Tiny Texas Spider Thwarts Developers Again

Newly molted Bone Cave harvestman (Photo by Piers Hendrie)

(CN) – A blind arachnid found only in limestone caves of central Texas, the Bone Cave harvestman spider has for decades thwarted area developers. The U.S. Fish and Wildlife Service ensured the spider’s protection again Thursday.

The harvestman was first listed as an endangered species under the Endangered Species Act in 1988. The listing was challenged in 1994, but the U.S. Fish and Wildlife Service found that petition lacked sufficient information to warrant delisting the spiders.

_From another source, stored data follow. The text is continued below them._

PR #756, opened 2017-08-11
ISAICP-3671: Implement document page

tom-waat:


web/themes/joinup/templates/content/page-title--node--document.html.twig
```diff
@@ -0,0 +1,35 @@
...
+{{ title_prefix }}
+{% if title %}
+  <div class="page__title-wrapper">
+    <h1 class="page__title">{{ title }}</h1>
+    {% if permalink %}
+      <a class="permalink" href="{{ permalink }}" title="Permalink"><span class="icon icon--anchor"></span></a>
+    {% endif %}
+    <div class="details">
+      <div class="details__element details__element-headline">
+        <div class="value gray">{{ additional_content.field_short_title }}</div>
```
kalinchernev: Please unify with the way the News was made with a heading.

web/themes/joinup/templates/content/page-title--node--document.html.twig
```diff
@@ -0,0 +1,35 @@
...
+ * - title: The page title, for use in the actual content.
+ * - title_suffix: Additional output populated by modules, intended to be
+ *   displayed after the main title tag that appears in the template.
+ */
+#}
+{{ title_prefix }}
+{% if title %}
+  <div class="page__title-wrapper">
+    <h1 class="page__title">{{ title }}</h1>
+    {% if permalink %}
```
kalinchernev: Regression:

permalink_regression

web/themes/joinup/joinup_theme.theme
```diff
@@ -456,10 +456,11 @@ function joinup_theme_preprocess_block(&$variables) {
         $node = $route_match->getParameter('node');
         if (!empty($node)) {
           $node_types = [
-            'news',
-            'event',
-            'discussion',
```
kalinchernev: :)

web/themes/joinup/joinup_theme.theme
```diff
@@ -833,6 +834,30 @@ function joinup_theme_preprocess_page_title__node__discussion(&$variables) {
 }
 
 /**
+ * Implements hook_preprocess_page_title__node__document().
```
kalinchernev: The hook is not really `hook_preprocess_page_title__node__document()` I believe

web/themes/joinup/joinup_theme.theme
```diff
@@ -833,6 +834,30 @@ function joinup_theme_preprocess_page_title__node__discussion(&$variables) {
...
+ */
+function joinup_theme_preprocess_page_title__node__document(&$variables) {
+  /** @var \Drupal\node\NodeInterface $node */
+  $node = $variables['entity'];
+
+  /* @var \Drupal\Core\Entity\EntityViewBuilderInterface $viewBuilder */
+  $viewBuilder = \Drupal::entityTypeManager()->getViewBuilder('node');
```
kalinchernev: Are you sure you can't reuse one invocation for all the values at once?
`$viewBuilder = \Drupal::entityTypeManager()->getViewBuilder('node');` should be be giving the same results.

I think that would be sufficient:

```php
  /** @var \Drupal\node\NodeInterface $node */
  $node = $variables['entity'];

  /* @var \Drupal\Core\Entity\EntityViewBuilderInterface $viewBuilder */
  $viewBuilder = \Drupal::entityTypeManager()->getViewBuilder('node');

  $field_document_publication_date = $viewBuilder->viewField($node->field_document_publication_date, 'default');
  $variables['additional_content']['field_document_publication_date'] = $field_document_publication_date;

  /* @var \Drupal\Core\Entity\EntityViewBuilderInterface $viewBuilder */
  $field_short_title = $viewBuilder->viewField($node->field_short_title, 'default');
  $variables['additional_content']['field_short_title'] = $field_short_title;

  /* @var \Drupal\Core\Entity\EntityViewBuilderInterface $viewBuilder */
  $author = $node->get('uid')->entity;
  $author_inline = $viewBuilder->view($author, 'inline');
  $variables['additional_content']['author'] = $author_inline;
```

PS I haven't tried it though, please double-check

kalinchernev:
I spent some time trying to add a test for the document content type, but couldn't.
The following error:
```
The website encountered an unexpected error. Please try again later.
TypeError: Argument 2 passed to simplenews_node_view() must implement interface Drupal\node\NodeInterface, instance of Drupal\user\Entity\User given in simplenews_node_view() (line 71 of modules/contrib/simplenews/simplenews.module).
```
It appears both on `@Given I am viewing a/an :type( content):` and `And document content:` style of creating content. The content created by those 2 is `Drupal/node/Entity/Node` whereas `simplenews_node_view()` expects `NodeInterface`. I am not sure if there is a difference, but at any case, the document created by behat I can't view at the moment.

For reference, here's the scenario I tried with last:

```
  Scenario: Document page visualization.
    Given the following licence:
      | title       | Beer licence                                     |
      | description | Offer a beer to the developer when you meet him. |
      | type        | Attribution                                      |
    And the following collection:
      | title | Traveller tools |
      | state | validated       |
    Given I am viewing a "document" content:
      | title            | VAT refund sample document              |
      | document type    | document                                |
      | short title      | VAT refund fac-simile                   |
      | file type        | upload                                  |
      | file             | text.pdf                                |
      | body             | Valid for people living outside the EU. |
      | collection       | Traveller tools                         |
      | licence          | Beer licence                            |
      | state            | validated                               |
    Then show last response
```
I'm not sure how to create the date correctly, but at the moment that shouldn't be the problem as the content type is not a enabled to be a simplenews content type.

Will possibly need help from back-end to make a test for this.
CC @brummbar

web/themes/joinup/joinup_theme.theme
tom-waat: Hmm, so its should be only Implements hook_preprocess_page_title() ?

web/themes/joinup/joinup_theme.theme
tom-waat: I removed one $viewBuilder = \Drupal::entityTypeManager()->getViewBuilder('node');,
but the third view builder is for user not for node.

web/themes/joinup/joinup_theme.theme
kalinchernev: Most of the inherited hooks like this are https://api.drupal.org/api/drupal/core%21lib%21Drupal%21Core%21Render%21theme.api.php/function/hook_preprocess_HOOK/8.2.x

web/themes/joinup/joinup_theme.theme
kalinchernev: Alright, I didn't notice this small details, thanks

web/themes/joinup/joinup_theme.theme
tom-waat: Ok, it is changed, but maybe we could create ticket to review and fix documentation in other preprocess functions.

A group called the American Stewards of Liberty says the species’ protection has caused tens of millions of dollars in costly permitting requirements over the past three decades, hampering development.

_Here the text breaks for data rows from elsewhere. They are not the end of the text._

PR #767, opened 2017-08-16
ISAICP-3675: Create new template for vertical tabs

tom-waat:


web/themes/joinup/templates/form/details.html.twig
```diff
@@ -14,24 +14,26 @@
...
 <details{{ attributes }}>
+  {%
+    set summary_classes = [
+      required ? 'js-form-required',
+      required ? 'form-required',
+      'form__label',
+    ]
+  %}
   {%- if title -%}
-    <summary{{ summary_attributes }}>{{ title }}</summary>
```
kalinchernev: Was checking the [whitespace control](https://twig.symfony.com/doc/2.x/templates.html#whitespace-control) in the operator, can you also please add it in the title if the control is really necessary?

American Stewards of Liberty and the individual developers petitioned Fish and Wildlife to delist the spider in 2014, but did not like the agency’s 90-day petition finding and took it to court.

Undertaken per an order from a federal judge in Texas, Thursday’s 90-day finding reaffirms the 2015 finding that the petition and documentation do not offer sufficient evidence to delist the spiders.

“Bureaucrats in Washington may view delay in delisting the species due to agency incompetence as justifiable in light of their workloads, but these federal government employees appear blind to the real world impact of their behavior and inaction,” ASL Executive Director Margaret Byfield said in response to the issuance of the court order.

The Center for Biological Diversity, Travis Audubon and Defenders of Wildlife conservationist groups intervened in the court battle.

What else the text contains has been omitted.